§ **WHAT IS BEING ASKED**:
Each record must be printed again exactly as it appears.

§ **INPUT RECORDS**:
PR #4661, opened 2016-02-28
Fix #2942: Script-Migrations throws when no migrations.

### LINKED ISSUE #2942: Script-Migrations throws when no migrations
Calling `Script-Migration` on a project with no migrations throws the following exception.

    System.InvalidOperationException: Sequence contains no elements
       at System.Linq.Enumerable.Last[TSource](IEnumerable`1 source)
       at Microsoft.Data.Entity.Migrations.Internal.Migrator.GenerateScript(String fromMigration, String toMigration, Boolean idempotent)
       at Microsoft.Data.Entity.Commands.MigrationTool.ScriptMigration(String fromMigrationName, String toMigrationName, Boolean idempotent, String contextTypeName, String startupAssemblyName)
       at Microsoft.Data.Entity.Commands.Executor.ScriptMigrationImpl(String fromMigrationName, String toMigrationName, Boolean idempotent, String contextTypeName)
       at Microsoft.Data.Entity.Commands.Executor.ScriptMigration.<>c__DisplayClass0_1.<.ctor>b__0()
       at Microsoft.Data.Entity.Commands.Executor.OperationBase.<>c__DisplayClass5_0`1.<Execute>b__0()
       at Microsoft.Data.Entity.Commands.Executor.OperationBase.Execute(Action action)

laskoviymishka:
Add check for empty migrations when create migrate script. 
If so show show error to reporter with message `There is no migration`


bricelam:
This doesn't look like the right fix. We shouldn't error if there are no migrations. The behavior should be basically the same as `Update-Database` with no migrations. You should basically just get a script that creates the `__EFMigrationsHistory` table.

laskoviymishka:
Ok, I'll change my PR

laskoviymishka:
Hi, after little research i reimplement my PR.
Current implementation of GenerateScript was refactored according to aproach that used in Emigrate and Migrate Async methods (pretty much same operation so we could share logic between of it). These methods was refactored long time ago, but generate script part remain same.
Migrate and GenerateScript methods have absolutely same logic about how to get migrations which should be executed. Only difference is how we use this migrations after we populate them. In migrate methods we execute it right after generating. In GenerateScript we build Indented StringBuilder string which contain all necessary SQL scripts. So i extract shared logic into separate method and reuse it in both flows.

src/Microsoft.EntityFrameworkCore.Relational/Migrations/Internal/Migrator.cs
```diff
@@ -196,107 +207,76 @@ public virtual void Migrate(string targetMigration = null)
...
-                fromMigration = Migration.InitialDatabase;
-            }
-            else if (fromMigration != Migration.InitialDatabase)
-            {
-                fromMigration = _migrationsAssembly.GetMigrationId(fromMigration);
-            }
+            var builder = new IndentedStringBuilder();
 
-            if (string.IsNullOrEmpty(toMigration))
+            if (migrationsToApply.Any(t => t.GetId() == firstMigrationId) || !(migrationsToApply.Any() || migrationsToRevert.Any()))
```
bricelam: This doesn't feel right. We should only create the history table if `fromMigration` is null, empty, or `Migration.InitialDatabase`.

src/Microsoft.EntityFrameworkCore.Relational/Migrations/Internal/Migrator.cs
```diff
@@ -196,107 +207,76 @@ public virtual void Migrate(string targetMigration = null)
             string toMigration = null,
             bool idempotent = false)
         {
-            var migrations = _migrationsAssembly.Migrations;
+            var firstMigrationId = _migrationsAssembly.Migrations.Select(t => t.Key).FirstOrDefault();
+            var skippedMigrations = _migrationsAssembly.Migrations
+                .Where(t => string.Compare(t.Key, fromMigration, StringComparison.OrdinalIgnoreCase) < 0)
+                .Select(t => t.Key);
```
bricelam: Nit: Can we reuse the concept of applied migrations here instead of introducing the concept of "skipped".

bricelam:
Looking good. I love the refactoring! (was on my TODO list)

src/Microsoft.EntityFrameworkCore.Relational/Migrations/Internal/Migrator.cs
laskoviymishka: In this context *imho*  i think this more suitable word (since we not apply migration that already was applied). But i could change it :)

src/Microsoft.EntityFrameworkCore.Relational/Migrations/Internal/Migrator.cs
laskoviymishka: Well we create script when migration include firstMigration (left OR statement) or if we not have any migrations (right OR statement). Well this conditions little bit odd, i should change it :sweat_smile:

src/Microsoft.EntityFrameworkCore.Relational/Migrations/Internal/Migrator.cs
bricelam: Nope, I was just nit-picking. I'm happy with whatever you think is best.

src/Microsoft.EntityFrameworkCore.Relational/Migrations/Internal/Migrator.cs
```diff
@@ -196,107 +207,76 @@ public virtual void Migrate(string targetMigration = null)
...
-                fromMigration = Migration.InitialDatabase;
-            }
-            else if (fromMigration != Migration.InitialDatabase)
-            {
-                fromMigration = _migrationsAssembly.GetMigrationId(fromMigration);
-            }
+            var builder = new IndentedStringBuilder();
 
-            if (string.IsNullOrEmpty(toMigration))
+            if (toMigration == Migration.InitialDatabase || string.IsNullOrEmpty(fromMigration))
```
bricelam: Shouldn't this be `if (fromMigration ...`?

bricelam: It might be worth adding some tests for this.

laskoviymishka: make sense, i'll add it.
This new dotnet cli have really weak tooling right now, and debugging test is real pain :cry:

bricelam: Amen to that. If you run `build initialize` then open `EntityFramework.sln` it bypasses most of the CLI and Web Tooling workflow and lets you use plain-ol' csproj on Full .NET. You can run the unit tests using [TestDriven.NET](http://testdriven.net/).

laskoviymishka: @bricelam shame on me :scream_cat:, you are right this should be ```if (fromMigration ...```

bricelam:
Merged as 0822ffc4851ca472f35a3068a4ce108f84e71fb9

§ **EXERCISE ANSWER**:
PR #4661, opened 2016-02-28
Fix #2942: Script-Migrations throws when no migrations.

### LINKED ISSUE #2942: Script-Migrations throws when no migrations
Calling `Script-Migration` on a project with no migrations throws the following exception.

    System.InvalidOperationException: Sequence contains no elements
       at System.Linq.Enumerable.Last[TSource](IEnumerable`1 source)
       at Microsoft.Data.Entity.Migrations.Internal.Migrator.GenerateScript(String fromMigration, String toMigration, Boolean idempotent)
       at Microsoft.Data.Entity.Commands.MigrationTool.ScriptMigration(String fromMigrationName, String toMigrationName, Boolean idempotent, String contextTypeName, String startupAssemblyName)
       at Microsoft.Data.Entity.Commands.Executor.ScriptMigrationImpl(String fromMigrationName, String toMigrationName, Boolean idempotent, String contextTypeName)
       at Microsoft.Data.Entity.Commands.Executor.ScriptMigration.<>c__DisplayClass0_1.<.ctor>b__0()
       at Microsoft.Data.Entity.Commands.Executor.OperationBase.<>c__DisplayClass5_0`1.<Execute>b__0()
       at Microsoft.Data.Entity.Commands.Executor.OperationBase.Execute(Action action)

laskoviymishka:
Add check for empty migrations when create migrate script. 
If so show show error to reporter with message `There is no migration`


bricelam:
This doesn't look like the right fix. We shouldn't error if there are no migrations. The behavior should be basically the same as `Update-Database` with no migrations. You should basically just get a script that creates the `__EFMigrationsHistory` table.

laskoviymishka:
Ok, I'll change my PR

laskoviymishka:
Hi, after little research i reimplement my PR.
Current implementation of GenerateScript was refactored according to aproach that used in Emigrate and Migrate Async methods (pretty much same operation so we could share logic between of it). These methods was refactored long time ago, but generate script part remain same.
Migrate and GenerateScript methods have absolutely same logic about how to get migrations which should be executed. Only difference is how we use this migrations after we populate them. In migrate methods we execute it right after generating. In GenerateScript we build Indented StringBuilder string which contain all necessary SQL scripts. So i extract shared logic into separate method and reuse it in both flows.

src/Microsoft.EntityFrameworkCore.Relational/Migrations/Internal/Migrator.cs
```diff
@@ -196,107 +207,76 @@ public virtual void Migrate(string targetMigration = null)
...
-                fromMigration = Migration.InitialDatabase;
-            }
-            else if (fromMigration != Migration.InitialDatabase)
-            {
-                fromMigration = _migrationsAssembly.GetMigrationId(fromMigration);
-            }
+            var builder = new IndentedStringBuilder();
 
-            if (string.IsNullOrEmpty(toMigration))
+            if (migrationsToApply.Any(t => t.GetId() == firstMigrationId) || !(migrationsToApply.Any() || migrationsToRevert.Any()))
```
bricelam: This doesn't feel right. We should only create the history table if `fromMigration` is null, empty, or `Migration.InitialDatabase`.

src/Microsoft.EntityFrameworkCore.Relational/Migrations/Internal/Migrator.cs
```diff
@@ -196,107 +207,76 @@ public virtual void Migrate(string targetMigration = null)
             string toMigration = null,
             bool idempotent = false)
         {
-            var migrations = _migrationsAssembly.Migrations;
+            var firstMigrationId = _migrationsAssembly.Migrations.Select(t => t.Key).FirstOrDefault();
+            var skippedMigrations = _migrationsAssembly.Migrations
+                .Where(t => string.Compare(t.Key, fromMigration, StringComparison.OrdinalIgnoreCase) < 0)
+                .Select(t => t.Key);
```
bricelam: Nit: Can we reuse the concept of applied migrations here instead of introducing the concept of "skipped".

bricelam:
Looking good. I love the refactoring! (was on my TODO list)

src/Microsoft.EntityFrameworkCore.Relational/Migrations/Internal/Migrator.cs
laskoviymishka: In this context *imho*  i think this more suitable word (since we not apply migration that already was applied). But i could change it :)

src/Microsoft.EntityFrameworkCore.Relational/Migrations/Internal/Migrator.cs
laskoviymishka: Well we create script when migration include firstMigration (left OR statement) or if we not have any migrations (right OR statement). Well this conditions little bit odd, i should change it :sweat_smile:

src/Microsoft.EntityFrameworkCore.Relational/Migrations/Internal/Migrator.cs
bricelam: Nope, I was just nit-picking. I'm happy with whatever you think is best.

src/Microsoft.EntityFrameworkCore.Relational/Migrations/Internal/Migrator.cs
```diff
@@ -196,107 +207,76 @@ public virtual void Migrate(string targetMigration = null)
...
-                fromMigration = Migration.InitialDatabase;
-            }
-            else if (fromMigration != Migration.InitialDatabase)
-            {
-                fromMigration = _migrationsAssembly.GetMigrationId(fromMigration);
-            }
+            var builder = new IndentedStringBuilder();
 
-            if (string.IsNullOrEmpty(toMigration))
+            if (toMigration == Migration.InitialDatabase || string.IsNullOrEmpty(fromMigration))
```
bricelam: Shouldn't this be `if (fromMigration ...`?

bricelam: It might be worth adding some tests for this.

laskoviymishka: make sense, i'll add it.
This new dotnet cli have really weak tooling right now, and debugging test is real pain :cry:

bricelam: Amen to that. If you run `build initialize` then open `EntityFramework.sln` it bypasses most of the CLI and Web Tooling workflow and lets you use plain-ol' csproj on Full .NET. You can run the unit tests using [TestDriven.NET](http://testdriven.net/).

laskoviymishka: @bricelam shame on me :scream_cat:, you are right this should be ```if (fromMigration ...```

bricelam:
Merged as 0822ffc4851ca472f35a3068a4ce108f84e71fb9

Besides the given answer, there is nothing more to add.